→ **EXERCISE DIRECTIONS**
Whenever the string "Drelon" turns up in a line of the data below, copy that line.
(RECORDS TO PROCESS begins)
PR #908, opened 2021-08-26
Remove Yoast SEO backward compatibility code

Chouby:
Yoast SEO 17.0 has been released, When we will release Polylang 3.2, Yoast SEO 14.0 will be more than 18 months old. It's time to remove specific legacy code supporting older versions.

### DIFF
--- a/integrations/wpseo/wpseo.php
+++ b/integrations/wpseo/wpseo.php
@@ -38,11 +38,7 @@ class PLL_WPSEO {
 			}
 
 			add_filter( 'pll_home_url_white_list', array( $this, 'wpseo_home_url_white_list' ) );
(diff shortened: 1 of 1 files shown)


Screenfeed (approved):
For future code removal, maybe we should deprecate old functions before removing them.

Chouby:
Sometimes I do it for internal functions when I expect that they could have been called directly by 3rd party developers. For example, here:https://github.com/polylang/polylang/blob/3.1.1/modules/sync/admin-sync.php#L189-L232.

Here I don't believe that there is any risk as I expect that the function should be used only by our hook in old versions of Yoast SEO.  However, if a user kept Yoast < 14.0 with the future Polylang 3.2, then he will lost the feature.

PR #917, opened 2021-09-21
Remove duplicated code

Chouby:
I noticed that these actions are already removed by `remove_all_meta_actions()`, so it's useless to remove them once again.


manooweb (approved):
Ok 👍

PR #923, opened 2021-10-03
Improve some PHPDocs

Chouby:
All is in the title.

### DIFF
--- a/settings/table-string.php
+++ b/settings/table-string.php
@@ -211,12 +211,12 @@ class PLL_Table_String extends WP_List_Table {
 	}
 
 	/**
-	 * Sort items
+	 * Sort registered string items.
 	 *
 	 * @since 0.6
 	 *
-	 * @param object $a The first object to compare
-	 * @param object $b The second object to compare
+	 * @param array $a The first item to compare.
+	 * @param array $b The second item to compare.
 	 * @return int -1 or 1 if $a is considered to be respectively less than or greater than $b.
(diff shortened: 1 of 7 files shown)


settings/table-string.php
```diff
@@ -211,12 +211,12 @@ protected function search_in_translations( $mos, $s ) {
 	}
 
 	/**
-	 * Sort items
+	 * Sort registered string items.
```
Hug0-Drelon, line 214:
```suggestion
	 * Sorts registered string items.
```

Hug0-Drelon (commented):
https://github.com/polylang/polylang/blob/1efdc84691bbccddcfdf98f4cb53af5e806dcf07/include/olt-manager.php#L73 
https://github.com/polylang/polylang/blob/1efdc84691bbccddcfdf98f4cb53af5e806dcf07/integrations/integrations.php#L34
https://github.com/polylang/polylang/blob/1efdc84691bbccddcfdf98f4cb53af5e806dcf07/modules/wpml/wpml-config.php#L40

Maybe use `accesses` instead of `access` on these previous lines if it's not a noun.

Chouby:
> Maybe use `accesses` instead of `access` on these previous lines if it's not a noun.
In this case the noun is ok for me.

Hug0-Drelon (approved):
OK 👍 
But the tests are failing, probably not because of this PR.

PR #932, opened 2021-11-01
Add list of wpml-config.xml in the site health

sebastienserre:
fix https://github.com/polylang/polylang-pro/issues/1122

@ reviewer, Can I avoid doing `new PLL_WPML_Config();` ?

### DIFF
--- a/modules/site-health/admin-site-health.php
+++ b/modules/site-health/admin-site-health.php
@@ -171,7 +171,7 @@ class PLL_Admin_Site_Health {
 
 		$debug_info['pll_options'] = array(
 			/* translators: placeholder is the plugin name */
-			'label'  => sprintf( esc_html__( '%s Options', 'polylang' ), POLYLANG ),
+			'label'  => sprintf( esc_html__( '%s options', 'polylang' ), POLYLANG ),
 			'fields' => $fields,
 		);
 
--- a/modules/site-health/admin-site-health.php
+++ b/modules/site-health/admin-site-health.php
@@ -171,7 +171,7 @@ class PLL_Admin_Site_Health {
 
 		// does a wpml-config.xml exists ?
 		$wpml = new PLL_WPML_Config();
-		$wpml_files = $wpml->files;
+		$wpml_files = $wpml::instance()->get_files();
 		if ( ! empty( $wpml_files ) ) {
 			$fields['wpml']['label'] = 'wpml-config.xml';
 			$fields['wpml']['value'] = $wpml_files;
--- a/modules/site-health/admin-site-health.php
+++ b/modules/site-health/admin-site-health.php
@@ -320,7 +320,8 @@ class PLL_Admin_Site_Health {
 		// Create the section.
 		if ( ! empty( $fields ) ) {
 			$debug_info['pll_warnings'] = array(
-				'label'  => sprintf( esc_html__( 'Polylang informations', 'polylang' ), POLYLANG ),
+				/* translators: placeholder is the plugin name */
+				'label'  => sprintf( esc_html__( '%s informations', 'polylang' ), POLYLANG ),
 				'fields' => $fields,
 			);
 		}
--- a/modules/site-health/admin-site-health.php
+++ b/modules/site-health/admin-site-health.php
@@ -317,7 +317,7 @@ class PLL_Admin_Site_Health {
 			$fields['wpml']['value'] = $wpml_files;
 		}
 
-		// Create the section
+		//Create the section
 		if ( ! empty( $fields ) ) {
 			$debug_info['pll_warnings'] = array(
 				'label'  => sprintf( esc_html__( 'Polylang informations', 'polylang' ), POLYLANG ),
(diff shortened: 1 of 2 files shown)


sebastienserre:
Result
screenshot-2021-11-01-14-32
:

manooweb:
> @ reviewer, Can I avoid doing `new PLL_WPML_Config();` ?

No real other choice because the Polylang object has no property which contains this PLL_WPML_Config object.

It's seems to me this is a singleton maybe we should use `PLL_WPML_Config::instance()` instead, AMHA.
See https://github.com/polylang/polylang/blob/master/modules/wpml/load.php#L15

modules/site-health/admin-site-health.php
```diff
@@ -168,6 +168,15 @@ public function info_options( $debug_info ) {
 				}
 			}
 		}
+
+		// does a wpml-config.xml exists ?
+		$wpml = new PLL_WPML_Config();
+		$wpml_files = $wpml->files;
```
Chouby, line 174:
```suggestion
		$wpml_files = PLL_WPML_Config::instance()->get_files();
```
This will be ok if you follow my suggestion in the other comment.

Chouby (changes requested):

Hug0-Drelon:
Should we add tests for this feature ?

Chouby:
We don't have any for the site health. That's somethint that would be nice to have in the future, although low priority compared to our current other topics.

Hug0-Drelon:
I've created an issue about the tests as a reminder https://github.com/polylang/polylang-pro/issues/1125.

modules/wpml/wpml-config.php
```diff
@@ -25,6 +25,13 @@ class PLL_WPML_Config {
 	 */
 	protected $xmls;
 
+	/**
+	 * Array of wpml-config.xml files.
+	 *
+	 * @var string[]
+	 */
+	public $files;
+
```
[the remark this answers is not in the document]
sebastienserre: I think I'm misunderstanding this `Don't add a public property. Switch the visibility of this property to private`. I've removed `public $files;` so I do not have something to put Private :pensive:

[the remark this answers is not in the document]
sebastienserre: I think I miss the `Use this property` as I've deleted it :pensive:

modules/wpml/wpml-config.php
```diff
@@ -25,6 +25,13 @@ class PLL_WPML_Config {
 	 */
 	protected $xmls;
 
+	/**
+	 * The list xml files.
```
Hug0-Drelon, line 29:
```suggestion
	 * The list of xml files.
```

modules/wpml/wpml-config.php
```diff
@@ -59,6 +66,7 @@ public static function instance() {
 	 */
 	public function init() {
 		$this->xmls = array();
+
```
Hug0-Drelon, line 69:
```suggestion
```

Hug0-Drelon: Just to avoid adding new line for nothing.

Hug0-Drelon (changes requested):

Hug0-Drelon (approved):
Ok 👍

Chouby (changes requested):
The PR looks good, however I I would move this new information to another section are these are not "options".

My proposal is to rename the section "Polylang warnings" to "Polylang informations" which should include both the wpml-config.xml informations and the current warnings.

I also prpose to change the lable from "wpml-config.xml" to "wpml-config.xml files". 

Finally I would change the name "Polylang Options" to "Polylang options". I missed that previously but I don't like capital letters at the middle of strings.

modules/site-health/admin-site-health.php
```diff
@@ -308,9 +310,17 @@ public function info_warning( $debug_info ) {
...
+		if ( ! empty( $wpml_files ) ) {
+			$fields['wpml']['label'] = 'wpml-config.xml files';
+			$fields['wpml']['value'] = $wpml_files;
+		}
+
+		// Create the section
 		if ( ! empty( $fields ) ) {
 			$debug_info['pll_warnings'] = array(
-				'label'  => sprintf( esc_html__( 'Polylang warnings', 'polylang' ), POLYLANG ),
+				'label'  => sprintf( esc_html__( 'Polylang informations', 'polylang' ), POLYLANG ),
```
Chouby, line 323:
```suggestion
				/* translators: placeholder is the plugin name */
				'label'  => sprintf( esc_html__( '%s informations', 'polylang' ), POLYLANG ),
```

Chouby (changes requested):

modules/site-health/admin-site-health.php
Chouby: I had previously missed that `sprintf()` was used without placeholder.

sebastienserre: I've added a Placeholder and the comment

Chouby (approved):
(RECORDS TO PROCESS ends)
→ **EXPECTED ANSWER**
Hug0-Drelon, line 214:
Hug0-Drelon (commented):
Hug0-Drelon (approved):
Hug0-Drelon:
Hug0-Drelon:
Hug0-Drelon, line 29:
Hug0-Drelon, line 69:
Hug0-Drelon: Just to avoid adding new line for nothing.
Hug0-Drelon (changes requested):
Hug0-Drelon (approved):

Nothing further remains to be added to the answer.